- _Records from a data source_:
BEGIN

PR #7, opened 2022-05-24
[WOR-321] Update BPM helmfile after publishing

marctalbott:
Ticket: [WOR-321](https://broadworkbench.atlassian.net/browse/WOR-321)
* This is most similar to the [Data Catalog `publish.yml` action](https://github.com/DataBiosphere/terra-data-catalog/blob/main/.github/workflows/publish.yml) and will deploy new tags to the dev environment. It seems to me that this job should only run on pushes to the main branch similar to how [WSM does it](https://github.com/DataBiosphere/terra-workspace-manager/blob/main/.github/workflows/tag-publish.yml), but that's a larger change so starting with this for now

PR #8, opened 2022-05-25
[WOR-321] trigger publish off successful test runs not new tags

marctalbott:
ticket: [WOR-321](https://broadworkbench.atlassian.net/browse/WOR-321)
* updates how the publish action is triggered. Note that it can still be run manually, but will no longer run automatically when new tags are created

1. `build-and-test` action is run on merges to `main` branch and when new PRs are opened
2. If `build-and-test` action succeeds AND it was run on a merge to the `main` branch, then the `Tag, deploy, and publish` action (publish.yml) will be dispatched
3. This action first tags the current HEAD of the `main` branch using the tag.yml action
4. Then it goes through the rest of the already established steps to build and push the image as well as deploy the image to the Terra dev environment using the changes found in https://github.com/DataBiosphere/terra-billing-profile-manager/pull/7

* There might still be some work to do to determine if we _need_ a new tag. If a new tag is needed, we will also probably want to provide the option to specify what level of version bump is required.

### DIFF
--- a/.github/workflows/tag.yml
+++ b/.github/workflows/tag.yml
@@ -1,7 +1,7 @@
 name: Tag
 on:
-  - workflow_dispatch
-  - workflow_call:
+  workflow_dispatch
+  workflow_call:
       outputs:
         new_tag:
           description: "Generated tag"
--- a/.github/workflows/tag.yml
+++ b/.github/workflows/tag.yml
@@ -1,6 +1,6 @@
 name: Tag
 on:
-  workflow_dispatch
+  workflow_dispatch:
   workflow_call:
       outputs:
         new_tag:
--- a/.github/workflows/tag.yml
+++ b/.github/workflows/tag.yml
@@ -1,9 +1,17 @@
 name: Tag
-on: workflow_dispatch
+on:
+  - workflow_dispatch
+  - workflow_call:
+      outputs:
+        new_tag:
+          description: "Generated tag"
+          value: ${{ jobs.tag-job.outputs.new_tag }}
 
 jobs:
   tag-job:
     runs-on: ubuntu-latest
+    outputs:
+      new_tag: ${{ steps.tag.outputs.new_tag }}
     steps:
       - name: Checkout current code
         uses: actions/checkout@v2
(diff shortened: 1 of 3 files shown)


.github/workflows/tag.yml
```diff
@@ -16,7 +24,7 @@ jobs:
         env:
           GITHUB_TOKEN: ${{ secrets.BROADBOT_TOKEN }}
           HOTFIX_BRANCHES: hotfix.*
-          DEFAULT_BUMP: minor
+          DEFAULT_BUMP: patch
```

END
BEGIN

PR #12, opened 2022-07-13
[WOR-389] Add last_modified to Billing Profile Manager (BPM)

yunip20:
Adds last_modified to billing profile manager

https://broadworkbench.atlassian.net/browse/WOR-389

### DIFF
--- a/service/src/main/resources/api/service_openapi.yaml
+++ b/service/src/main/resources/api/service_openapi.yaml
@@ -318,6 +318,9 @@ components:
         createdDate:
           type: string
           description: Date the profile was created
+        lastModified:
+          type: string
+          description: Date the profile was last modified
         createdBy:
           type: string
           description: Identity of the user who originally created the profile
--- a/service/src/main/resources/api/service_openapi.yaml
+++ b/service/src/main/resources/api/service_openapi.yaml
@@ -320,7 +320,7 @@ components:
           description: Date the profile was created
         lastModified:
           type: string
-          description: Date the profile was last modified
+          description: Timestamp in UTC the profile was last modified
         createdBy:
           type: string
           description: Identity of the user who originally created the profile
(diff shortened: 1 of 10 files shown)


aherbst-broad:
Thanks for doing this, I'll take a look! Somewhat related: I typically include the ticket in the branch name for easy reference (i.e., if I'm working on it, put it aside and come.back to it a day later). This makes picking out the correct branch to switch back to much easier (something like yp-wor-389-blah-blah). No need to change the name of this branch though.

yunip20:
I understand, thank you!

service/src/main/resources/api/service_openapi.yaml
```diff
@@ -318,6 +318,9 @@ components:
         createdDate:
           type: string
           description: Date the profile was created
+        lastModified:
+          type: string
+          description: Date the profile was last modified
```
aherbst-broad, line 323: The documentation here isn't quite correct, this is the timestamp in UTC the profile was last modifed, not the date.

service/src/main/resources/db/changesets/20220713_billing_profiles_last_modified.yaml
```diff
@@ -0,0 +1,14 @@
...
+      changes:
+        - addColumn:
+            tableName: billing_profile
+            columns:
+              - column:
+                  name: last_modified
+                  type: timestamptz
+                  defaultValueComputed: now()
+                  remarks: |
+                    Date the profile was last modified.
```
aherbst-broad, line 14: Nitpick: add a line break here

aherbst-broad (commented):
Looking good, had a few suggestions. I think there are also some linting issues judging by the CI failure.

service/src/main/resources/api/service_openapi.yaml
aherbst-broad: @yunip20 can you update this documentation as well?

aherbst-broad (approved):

END

- _EXERCISE DESCRIPTION_:
One stretch of the lines above is wanted, from the line that contains "[WOR-321] Update BPM" through the line that contains "tags are created". Output it exactly.

- _REPLY_:
[WOR-321] Update BPM helmfile after publishing

marctalbott:
Ticket: [WOR-321](https://broadworkbench.atlassian.net/browse/WOR-321)
* This is most similar to the [Data Catalog `publish.yml` action](https://github.com/DataBiosphere/terra-data-catalog/blob/main/.github/workflows/publish.yml) and will deploy new tags to the dev environment. It seems to me that this job should only run on pushes to the main branch similar to how [WSM does it](https://github.com/DataBiosphere/terra-workspace-manager/blob/main/.github/workflows/tag-publish.yml), but that's a larger change so starting with this for now

PR #8, opened 2022-05-25
[WOR-321] trigger publish off successful test runs not new tags

marctalbott:
ticket: [WOR-321](https://broadworkbench.atlassian.net/browse/WOR-321)
* updates how the publish action is triggered. Note that it can still be run manually, but will no longer run automatically when new tags are created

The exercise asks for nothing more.